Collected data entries
====

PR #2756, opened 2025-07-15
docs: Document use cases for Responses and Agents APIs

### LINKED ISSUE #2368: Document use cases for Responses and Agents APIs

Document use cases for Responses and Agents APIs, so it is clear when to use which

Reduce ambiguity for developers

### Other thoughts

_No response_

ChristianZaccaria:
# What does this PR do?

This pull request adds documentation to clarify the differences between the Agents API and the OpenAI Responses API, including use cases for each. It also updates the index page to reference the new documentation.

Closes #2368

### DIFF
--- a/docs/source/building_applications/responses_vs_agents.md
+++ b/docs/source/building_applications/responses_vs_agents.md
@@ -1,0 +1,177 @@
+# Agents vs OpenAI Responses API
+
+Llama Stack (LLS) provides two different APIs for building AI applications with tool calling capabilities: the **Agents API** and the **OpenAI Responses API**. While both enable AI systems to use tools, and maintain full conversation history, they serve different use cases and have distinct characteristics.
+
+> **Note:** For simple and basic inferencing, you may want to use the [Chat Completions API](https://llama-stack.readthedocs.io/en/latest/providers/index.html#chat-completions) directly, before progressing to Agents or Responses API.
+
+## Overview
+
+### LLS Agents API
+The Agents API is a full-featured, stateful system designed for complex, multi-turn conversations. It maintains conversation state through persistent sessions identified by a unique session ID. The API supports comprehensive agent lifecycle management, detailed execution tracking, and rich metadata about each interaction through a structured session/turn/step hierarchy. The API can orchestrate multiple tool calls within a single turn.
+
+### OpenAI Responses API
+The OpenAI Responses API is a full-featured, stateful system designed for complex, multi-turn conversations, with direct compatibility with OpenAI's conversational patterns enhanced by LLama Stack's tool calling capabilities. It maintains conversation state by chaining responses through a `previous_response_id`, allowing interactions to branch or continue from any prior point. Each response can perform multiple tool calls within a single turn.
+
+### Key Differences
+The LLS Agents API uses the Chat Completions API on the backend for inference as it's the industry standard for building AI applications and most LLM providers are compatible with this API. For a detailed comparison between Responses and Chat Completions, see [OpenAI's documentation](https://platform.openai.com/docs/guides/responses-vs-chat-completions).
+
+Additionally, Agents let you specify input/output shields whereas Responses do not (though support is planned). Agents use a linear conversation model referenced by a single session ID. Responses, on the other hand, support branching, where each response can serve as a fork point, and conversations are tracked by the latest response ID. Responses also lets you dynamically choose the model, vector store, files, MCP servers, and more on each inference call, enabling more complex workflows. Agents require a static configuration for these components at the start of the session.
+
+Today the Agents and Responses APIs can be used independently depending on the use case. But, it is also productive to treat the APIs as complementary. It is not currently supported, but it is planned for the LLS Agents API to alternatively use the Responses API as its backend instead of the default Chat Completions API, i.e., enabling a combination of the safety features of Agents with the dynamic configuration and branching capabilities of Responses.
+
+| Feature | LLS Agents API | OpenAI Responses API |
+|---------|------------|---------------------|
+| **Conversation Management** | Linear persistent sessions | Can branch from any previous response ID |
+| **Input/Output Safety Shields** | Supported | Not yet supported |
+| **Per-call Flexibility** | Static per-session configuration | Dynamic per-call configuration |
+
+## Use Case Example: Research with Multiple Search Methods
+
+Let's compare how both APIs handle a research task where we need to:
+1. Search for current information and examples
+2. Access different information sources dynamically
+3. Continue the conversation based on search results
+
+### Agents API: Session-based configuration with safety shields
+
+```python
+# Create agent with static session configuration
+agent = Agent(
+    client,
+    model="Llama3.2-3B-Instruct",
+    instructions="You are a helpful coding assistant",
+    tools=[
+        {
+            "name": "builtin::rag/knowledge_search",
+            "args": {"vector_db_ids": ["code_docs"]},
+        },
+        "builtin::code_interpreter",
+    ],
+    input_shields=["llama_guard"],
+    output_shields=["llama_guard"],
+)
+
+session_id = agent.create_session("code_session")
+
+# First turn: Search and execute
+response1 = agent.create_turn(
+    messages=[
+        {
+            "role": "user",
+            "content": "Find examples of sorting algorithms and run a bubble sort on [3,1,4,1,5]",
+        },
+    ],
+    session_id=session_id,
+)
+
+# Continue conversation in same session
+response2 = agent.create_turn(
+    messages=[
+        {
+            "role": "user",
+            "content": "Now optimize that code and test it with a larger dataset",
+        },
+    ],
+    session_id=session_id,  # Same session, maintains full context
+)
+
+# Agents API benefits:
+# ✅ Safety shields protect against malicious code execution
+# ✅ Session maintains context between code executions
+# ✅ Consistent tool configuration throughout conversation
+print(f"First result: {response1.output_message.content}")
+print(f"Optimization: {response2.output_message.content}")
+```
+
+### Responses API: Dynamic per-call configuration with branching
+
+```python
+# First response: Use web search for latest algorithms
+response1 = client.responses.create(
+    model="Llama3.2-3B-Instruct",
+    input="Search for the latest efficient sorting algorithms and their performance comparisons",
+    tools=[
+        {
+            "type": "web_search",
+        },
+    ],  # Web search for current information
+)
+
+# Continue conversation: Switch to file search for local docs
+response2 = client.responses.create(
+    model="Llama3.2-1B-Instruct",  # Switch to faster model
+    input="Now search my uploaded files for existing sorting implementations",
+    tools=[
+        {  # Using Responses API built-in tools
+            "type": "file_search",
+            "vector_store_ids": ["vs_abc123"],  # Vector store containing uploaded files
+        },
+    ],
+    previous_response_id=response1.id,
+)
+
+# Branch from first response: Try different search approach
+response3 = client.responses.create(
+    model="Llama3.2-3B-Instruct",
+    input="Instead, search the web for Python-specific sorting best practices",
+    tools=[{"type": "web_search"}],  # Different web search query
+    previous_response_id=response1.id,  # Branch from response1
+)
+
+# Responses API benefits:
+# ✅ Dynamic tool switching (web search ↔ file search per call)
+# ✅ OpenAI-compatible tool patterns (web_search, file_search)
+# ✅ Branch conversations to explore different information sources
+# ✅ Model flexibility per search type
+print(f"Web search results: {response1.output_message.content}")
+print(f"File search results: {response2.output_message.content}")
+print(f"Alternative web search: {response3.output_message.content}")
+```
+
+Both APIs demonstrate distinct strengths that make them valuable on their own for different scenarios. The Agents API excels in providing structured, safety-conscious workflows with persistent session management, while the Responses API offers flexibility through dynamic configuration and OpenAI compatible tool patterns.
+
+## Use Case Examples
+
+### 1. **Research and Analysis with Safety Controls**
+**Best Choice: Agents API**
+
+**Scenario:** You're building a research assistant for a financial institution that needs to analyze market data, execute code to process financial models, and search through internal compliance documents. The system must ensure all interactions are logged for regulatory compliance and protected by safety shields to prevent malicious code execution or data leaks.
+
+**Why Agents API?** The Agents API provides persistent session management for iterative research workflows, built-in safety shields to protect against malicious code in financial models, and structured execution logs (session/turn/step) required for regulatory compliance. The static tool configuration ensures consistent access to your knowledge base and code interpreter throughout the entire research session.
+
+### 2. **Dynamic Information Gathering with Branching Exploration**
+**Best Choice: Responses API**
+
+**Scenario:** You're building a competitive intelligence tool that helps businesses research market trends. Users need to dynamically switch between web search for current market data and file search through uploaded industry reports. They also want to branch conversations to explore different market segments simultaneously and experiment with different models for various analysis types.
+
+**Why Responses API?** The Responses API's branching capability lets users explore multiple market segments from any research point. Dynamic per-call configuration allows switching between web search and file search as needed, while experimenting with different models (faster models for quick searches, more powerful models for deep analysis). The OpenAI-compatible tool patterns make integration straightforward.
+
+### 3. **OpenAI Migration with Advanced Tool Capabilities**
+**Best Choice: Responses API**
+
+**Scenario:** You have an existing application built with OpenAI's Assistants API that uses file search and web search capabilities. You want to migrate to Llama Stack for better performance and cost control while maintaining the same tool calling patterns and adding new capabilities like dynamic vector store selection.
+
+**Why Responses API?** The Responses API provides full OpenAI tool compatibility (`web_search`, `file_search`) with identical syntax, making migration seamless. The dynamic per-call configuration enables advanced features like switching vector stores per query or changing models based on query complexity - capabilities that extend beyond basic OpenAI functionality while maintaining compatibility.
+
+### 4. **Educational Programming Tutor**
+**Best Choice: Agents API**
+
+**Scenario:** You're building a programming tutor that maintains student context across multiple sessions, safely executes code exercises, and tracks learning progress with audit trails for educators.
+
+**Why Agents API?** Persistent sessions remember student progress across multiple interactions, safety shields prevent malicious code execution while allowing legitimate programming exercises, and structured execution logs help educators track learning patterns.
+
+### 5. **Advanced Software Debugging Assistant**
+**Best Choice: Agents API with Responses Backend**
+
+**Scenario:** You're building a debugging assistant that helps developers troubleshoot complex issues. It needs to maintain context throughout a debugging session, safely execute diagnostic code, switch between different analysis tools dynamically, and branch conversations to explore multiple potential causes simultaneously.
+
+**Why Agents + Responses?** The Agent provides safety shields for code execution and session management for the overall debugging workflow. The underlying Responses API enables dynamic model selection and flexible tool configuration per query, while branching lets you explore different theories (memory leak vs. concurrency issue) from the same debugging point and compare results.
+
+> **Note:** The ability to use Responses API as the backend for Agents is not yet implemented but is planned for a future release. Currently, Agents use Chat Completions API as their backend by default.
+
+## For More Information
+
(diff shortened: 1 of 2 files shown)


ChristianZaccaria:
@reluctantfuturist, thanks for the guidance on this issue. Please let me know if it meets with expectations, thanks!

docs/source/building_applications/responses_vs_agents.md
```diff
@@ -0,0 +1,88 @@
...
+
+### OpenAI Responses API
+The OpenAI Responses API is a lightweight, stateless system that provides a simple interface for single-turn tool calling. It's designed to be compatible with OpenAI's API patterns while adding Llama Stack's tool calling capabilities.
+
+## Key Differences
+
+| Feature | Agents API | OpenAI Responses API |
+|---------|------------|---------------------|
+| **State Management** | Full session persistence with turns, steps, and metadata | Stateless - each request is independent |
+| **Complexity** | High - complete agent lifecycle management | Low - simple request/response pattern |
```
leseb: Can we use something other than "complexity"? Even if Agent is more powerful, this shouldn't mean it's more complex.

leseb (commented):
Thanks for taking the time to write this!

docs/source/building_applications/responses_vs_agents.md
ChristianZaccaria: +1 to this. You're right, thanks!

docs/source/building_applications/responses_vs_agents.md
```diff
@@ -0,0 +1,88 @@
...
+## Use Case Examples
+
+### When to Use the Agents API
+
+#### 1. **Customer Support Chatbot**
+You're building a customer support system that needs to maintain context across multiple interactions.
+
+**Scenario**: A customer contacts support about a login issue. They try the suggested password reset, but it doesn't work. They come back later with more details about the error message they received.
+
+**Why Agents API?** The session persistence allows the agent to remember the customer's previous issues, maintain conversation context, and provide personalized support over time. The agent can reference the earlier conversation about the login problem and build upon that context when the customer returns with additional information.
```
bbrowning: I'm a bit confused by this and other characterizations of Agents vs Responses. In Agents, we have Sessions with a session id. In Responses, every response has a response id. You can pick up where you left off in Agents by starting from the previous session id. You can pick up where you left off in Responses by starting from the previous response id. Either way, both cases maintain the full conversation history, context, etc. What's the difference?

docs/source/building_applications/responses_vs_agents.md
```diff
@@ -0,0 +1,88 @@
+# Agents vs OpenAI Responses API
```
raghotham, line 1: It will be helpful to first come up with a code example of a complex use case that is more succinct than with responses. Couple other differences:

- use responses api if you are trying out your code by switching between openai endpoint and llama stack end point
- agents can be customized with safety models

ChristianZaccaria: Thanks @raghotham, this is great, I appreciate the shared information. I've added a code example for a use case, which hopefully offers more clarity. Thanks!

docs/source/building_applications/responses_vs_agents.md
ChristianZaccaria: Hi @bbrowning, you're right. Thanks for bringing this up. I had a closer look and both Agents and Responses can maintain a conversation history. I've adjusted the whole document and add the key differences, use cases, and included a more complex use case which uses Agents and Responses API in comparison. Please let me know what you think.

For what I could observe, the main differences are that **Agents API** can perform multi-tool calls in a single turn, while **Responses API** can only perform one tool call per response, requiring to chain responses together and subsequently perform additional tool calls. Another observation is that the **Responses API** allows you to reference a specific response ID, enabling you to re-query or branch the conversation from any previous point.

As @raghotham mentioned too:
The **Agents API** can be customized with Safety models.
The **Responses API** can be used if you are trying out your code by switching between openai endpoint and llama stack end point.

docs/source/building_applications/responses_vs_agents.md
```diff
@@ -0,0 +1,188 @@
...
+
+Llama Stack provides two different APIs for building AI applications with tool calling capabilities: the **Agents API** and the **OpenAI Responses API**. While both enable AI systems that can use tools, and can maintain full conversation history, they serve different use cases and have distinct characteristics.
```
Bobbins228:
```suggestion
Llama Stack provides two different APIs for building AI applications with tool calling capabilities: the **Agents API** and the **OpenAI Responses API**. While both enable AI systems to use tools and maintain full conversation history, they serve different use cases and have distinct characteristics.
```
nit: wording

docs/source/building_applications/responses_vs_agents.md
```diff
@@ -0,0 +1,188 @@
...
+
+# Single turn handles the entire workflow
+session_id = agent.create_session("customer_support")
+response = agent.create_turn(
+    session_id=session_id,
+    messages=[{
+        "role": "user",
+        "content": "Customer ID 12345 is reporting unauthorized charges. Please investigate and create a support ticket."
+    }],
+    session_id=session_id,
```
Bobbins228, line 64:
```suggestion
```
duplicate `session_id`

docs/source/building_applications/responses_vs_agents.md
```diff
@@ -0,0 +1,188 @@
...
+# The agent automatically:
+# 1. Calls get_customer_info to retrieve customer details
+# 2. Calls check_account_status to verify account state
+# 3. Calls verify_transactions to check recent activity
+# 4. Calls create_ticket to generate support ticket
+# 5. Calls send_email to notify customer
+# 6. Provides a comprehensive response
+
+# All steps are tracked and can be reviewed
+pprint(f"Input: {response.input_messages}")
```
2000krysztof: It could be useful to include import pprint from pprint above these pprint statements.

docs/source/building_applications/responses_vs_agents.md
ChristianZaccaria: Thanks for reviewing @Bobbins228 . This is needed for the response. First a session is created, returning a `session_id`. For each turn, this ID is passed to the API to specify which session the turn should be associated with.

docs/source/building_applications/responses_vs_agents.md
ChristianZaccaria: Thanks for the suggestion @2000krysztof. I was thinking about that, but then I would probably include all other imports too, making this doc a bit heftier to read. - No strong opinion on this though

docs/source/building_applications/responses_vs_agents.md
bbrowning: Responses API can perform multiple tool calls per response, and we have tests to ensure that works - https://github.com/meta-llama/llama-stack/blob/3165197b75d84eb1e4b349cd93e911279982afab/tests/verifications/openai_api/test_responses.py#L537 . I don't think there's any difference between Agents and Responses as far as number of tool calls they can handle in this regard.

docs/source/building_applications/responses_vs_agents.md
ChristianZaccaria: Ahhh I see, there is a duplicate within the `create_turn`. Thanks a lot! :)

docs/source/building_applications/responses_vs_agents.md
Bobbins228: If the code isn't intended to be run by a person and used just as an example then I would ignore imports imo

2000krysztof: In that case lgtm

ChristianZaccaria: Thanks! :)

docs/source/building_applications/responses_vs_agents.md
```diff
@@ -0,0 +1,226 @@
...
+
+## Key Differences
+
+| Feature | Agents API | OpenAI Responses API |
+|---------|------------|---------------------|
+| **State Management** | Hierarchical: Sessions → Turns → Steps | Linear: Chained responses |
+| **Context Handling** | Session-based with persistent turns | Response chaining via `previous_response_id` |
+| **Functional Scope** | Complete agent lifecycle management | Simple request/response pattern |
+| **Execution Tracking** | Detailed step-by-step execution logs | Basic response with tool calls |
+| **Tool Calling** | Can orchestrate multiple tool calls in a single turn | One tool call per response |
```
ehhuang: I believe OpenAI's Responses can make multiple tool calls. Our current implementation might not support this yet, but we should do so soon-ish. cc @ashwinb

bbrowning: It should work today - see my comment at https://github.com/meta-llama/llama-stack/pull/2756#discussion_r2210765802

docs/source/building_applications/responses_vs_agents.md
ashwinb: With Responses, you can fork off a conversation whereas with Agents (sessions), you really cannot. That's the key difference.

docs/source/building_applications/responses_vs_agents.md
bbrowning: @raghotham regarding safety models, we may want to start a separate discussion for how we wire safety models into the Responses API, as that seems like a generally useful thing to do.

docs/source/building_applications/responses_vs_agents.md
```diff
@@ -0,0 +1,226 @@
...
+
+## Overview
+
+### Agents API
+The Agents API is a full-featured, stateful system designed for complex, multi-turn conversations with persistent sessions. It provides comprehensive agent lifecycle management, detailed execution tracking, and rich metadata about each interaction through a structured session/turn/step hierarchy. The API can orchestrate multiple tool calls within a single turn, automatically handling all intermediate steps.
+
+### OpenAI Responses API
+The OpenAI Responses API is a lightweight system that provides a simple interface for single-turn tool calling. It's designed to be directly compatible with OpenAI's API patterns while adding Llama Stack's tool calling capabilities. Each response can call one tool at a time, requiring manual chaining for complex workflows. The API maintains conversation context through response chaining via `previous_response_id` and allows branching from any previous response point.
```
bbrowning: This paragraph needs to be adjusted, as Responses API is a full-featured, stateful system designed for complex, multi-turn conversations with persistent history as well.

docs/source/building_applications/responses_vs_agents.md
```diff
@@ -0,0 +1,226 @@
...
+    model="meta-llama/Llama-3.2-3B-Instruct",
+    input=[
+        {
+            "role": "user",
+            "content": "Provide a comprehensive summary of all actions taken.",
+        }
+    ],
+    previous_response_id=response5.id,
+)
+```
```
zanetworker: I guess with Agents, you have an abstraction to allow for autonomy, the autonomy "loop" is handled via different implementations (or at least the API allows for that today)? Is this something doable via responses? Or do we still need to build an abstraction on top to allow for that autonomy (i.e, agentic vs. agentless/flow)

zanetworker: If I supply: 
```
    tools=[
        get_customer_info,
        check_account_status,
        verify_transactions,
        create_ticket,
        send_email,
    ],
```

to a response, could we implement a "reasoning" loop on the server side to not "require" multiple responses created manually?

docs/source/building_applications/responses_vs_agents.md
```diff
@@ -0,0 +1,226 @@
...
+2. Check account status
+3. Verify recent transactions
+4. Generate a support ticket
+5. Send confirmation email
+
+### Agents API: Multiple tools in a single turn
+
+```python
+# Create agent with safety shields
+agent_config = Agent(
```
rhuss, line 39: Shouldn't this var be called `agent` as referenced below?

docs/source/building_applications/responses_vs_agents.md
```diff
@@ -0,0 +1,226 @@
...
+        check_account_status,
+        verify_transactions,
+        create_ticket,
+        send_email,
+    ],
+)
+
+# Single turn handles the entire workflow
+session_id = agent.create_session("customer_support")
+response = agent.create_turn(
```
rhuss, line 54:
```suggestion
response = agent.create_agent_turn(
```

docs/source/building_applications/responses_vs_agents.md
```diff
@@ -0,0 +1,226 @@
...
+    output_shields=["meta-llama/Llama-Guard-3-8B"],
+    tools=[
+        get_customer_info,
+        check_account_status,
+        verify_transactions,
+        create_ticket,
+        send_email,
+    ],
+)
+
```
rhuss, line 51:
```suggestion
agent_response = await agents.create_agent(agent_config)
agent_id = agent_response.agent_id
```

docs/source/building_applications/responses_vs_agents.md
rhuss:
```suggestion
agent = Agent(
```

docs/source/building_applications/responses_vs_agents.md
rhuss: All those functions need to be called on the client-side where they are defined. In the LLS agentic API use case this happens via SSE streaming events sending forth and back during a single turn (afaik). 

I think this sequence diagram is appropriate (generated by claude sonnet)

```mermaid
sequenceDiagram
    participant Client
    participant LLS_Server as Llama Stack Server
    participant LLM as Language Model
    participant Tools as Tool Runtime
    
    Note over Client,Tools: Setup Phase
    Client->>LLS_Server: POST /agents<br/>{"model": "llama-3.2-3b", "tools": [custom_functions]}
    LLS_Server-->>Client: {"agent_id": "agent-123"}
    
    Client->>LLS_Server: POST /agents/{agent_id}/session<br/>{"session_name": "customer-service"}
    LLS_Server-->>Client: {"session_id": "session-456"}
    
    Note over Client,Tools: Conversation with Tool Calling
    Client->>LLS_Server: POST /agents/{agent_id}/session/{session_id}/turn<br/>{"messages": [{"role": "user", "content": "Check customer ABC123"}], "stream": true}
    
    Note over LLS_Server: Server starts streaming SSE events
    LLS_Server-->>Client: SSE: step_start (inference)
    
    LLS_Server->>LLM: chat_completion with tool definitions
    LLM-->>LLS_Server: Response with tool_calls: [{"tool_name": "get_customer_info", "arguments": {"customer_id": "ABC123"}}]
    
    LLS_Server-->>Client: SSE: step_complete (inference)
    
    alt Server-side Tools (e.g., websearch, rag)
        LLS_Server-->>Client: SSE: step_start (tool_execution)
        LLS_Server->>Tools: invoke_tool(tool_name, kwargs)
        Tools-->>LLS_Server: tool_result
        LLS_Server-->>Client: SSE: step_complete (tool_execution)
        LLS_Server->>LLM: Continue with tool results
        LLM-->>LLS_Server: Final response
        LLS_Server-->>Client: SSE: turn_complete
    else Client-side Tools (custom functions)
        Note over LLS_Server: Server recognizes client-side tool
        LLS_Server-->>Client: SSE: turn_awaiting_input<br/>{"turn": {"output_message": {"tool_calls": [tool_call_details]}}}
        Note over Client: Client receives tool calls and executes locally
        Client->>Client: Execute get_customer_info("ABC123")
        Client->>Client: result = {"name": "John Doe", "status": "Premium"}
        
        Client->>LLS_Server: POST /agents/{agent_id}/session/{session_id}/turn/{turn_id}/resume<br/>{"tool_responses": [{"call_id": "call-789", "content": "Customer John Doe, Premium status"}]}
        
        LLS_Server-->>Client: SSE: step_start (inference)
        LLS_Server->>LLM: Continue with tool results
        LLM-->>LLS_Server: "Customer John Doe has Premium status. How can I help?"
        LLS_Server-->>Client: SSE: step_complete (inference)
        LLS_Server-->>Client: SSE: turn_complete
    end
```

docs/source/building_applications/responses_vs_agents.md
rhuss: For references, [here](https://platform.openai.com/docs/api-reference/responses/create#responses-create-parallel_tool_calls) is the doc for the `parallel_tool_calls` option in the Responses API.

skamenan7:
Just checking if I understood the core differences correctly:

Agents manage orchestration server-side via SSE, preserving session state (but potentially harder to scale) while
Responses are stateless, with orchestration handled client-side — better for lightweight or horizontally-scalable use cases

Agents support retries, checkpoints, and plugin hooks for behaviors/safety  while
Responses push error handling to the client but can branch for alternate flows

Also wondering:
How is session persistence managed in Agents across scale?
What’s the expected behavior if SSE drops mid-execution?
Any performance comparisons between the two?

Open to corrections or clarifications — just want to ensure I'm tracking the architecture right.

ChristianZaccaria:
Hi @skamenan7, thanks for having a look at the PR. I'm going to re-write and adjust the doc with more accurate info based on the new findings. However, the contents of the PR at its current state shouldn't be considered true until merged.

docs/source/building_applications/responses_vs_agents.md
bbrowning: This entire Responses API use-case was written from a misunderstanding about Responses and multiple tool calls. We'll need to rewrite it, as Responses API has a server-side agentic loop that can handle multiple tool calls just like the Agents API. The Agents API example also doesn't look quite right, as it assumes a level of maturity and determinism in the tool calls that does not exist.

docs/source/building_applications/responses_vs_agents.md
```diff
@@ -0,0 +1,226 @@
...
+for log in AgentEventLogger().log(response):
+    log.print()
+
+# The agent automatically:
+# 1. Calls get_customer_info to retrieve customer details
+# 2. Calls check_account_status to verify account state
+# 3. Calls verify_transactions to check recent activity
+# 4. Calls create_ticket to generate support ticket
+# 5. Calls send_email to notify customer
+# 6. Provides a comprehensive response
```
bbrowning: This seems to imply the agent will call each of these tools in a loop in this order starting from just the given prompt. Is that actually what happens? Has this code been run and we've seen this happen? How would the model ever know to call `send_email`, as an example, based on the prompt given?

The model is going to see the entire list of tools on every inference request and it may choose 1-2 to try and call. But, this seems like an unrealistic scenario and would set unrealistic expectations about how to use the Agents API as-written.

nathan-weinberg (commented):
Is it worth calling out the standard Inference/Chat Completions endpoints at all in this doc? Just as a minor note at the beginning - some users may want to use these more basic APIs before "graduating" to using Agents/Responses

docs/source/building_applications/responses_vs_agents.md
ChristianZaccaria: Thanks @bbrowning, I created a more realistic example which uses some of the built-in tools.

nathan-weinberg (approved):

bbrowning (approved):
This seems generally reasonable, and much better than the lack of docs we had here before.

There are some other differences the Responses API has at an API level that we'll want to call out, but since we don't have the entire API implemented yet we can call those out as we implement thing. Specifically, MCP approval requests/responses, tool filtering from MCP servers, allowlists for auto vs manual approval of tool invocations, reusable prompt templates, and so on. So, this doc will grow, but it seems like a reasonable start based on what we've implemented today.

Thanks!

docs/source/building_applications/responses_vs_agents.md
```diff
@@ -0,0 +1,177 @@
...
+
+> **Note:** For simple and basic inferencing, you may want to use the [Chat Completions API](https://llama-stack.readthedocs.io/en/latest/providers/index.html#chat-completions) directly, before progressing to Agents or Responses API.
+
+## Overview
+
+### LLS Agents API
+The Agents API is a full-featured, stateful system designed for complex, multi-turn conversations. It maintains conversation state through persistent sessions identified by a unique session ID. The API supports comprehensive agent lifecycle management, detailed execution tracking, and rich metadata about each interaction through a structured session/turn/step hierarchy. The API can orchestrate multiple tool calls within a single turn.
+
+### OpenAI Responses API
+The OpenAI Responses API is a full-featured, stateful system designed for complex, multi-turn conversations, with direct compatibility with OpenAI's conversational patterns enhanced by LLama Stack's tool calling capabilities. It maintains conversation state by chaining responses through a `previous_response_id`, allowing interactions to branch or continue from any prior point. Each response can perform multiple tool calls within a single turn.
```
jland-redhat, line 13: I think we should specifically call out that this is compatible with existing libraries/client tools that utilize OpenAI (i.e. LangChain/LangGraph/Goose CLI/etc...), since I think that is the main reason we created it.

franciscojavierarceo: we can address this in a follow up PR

====

Your task. Please copy exactly the lines from the first line of the records above through the line containing "### Other thoughts", including both, and nothing more.

Worked solution.
PR #2756, opened 2025-07-15
docs: Document use cases for Responses and Agents APIs

### LINKED ISSUE #2368: Document use cases for Responses and Agents APIs

Document use cases for Responses and Agents APIs, so it is clear when to use which

Reduce ambiguity for developers

### Other thoughts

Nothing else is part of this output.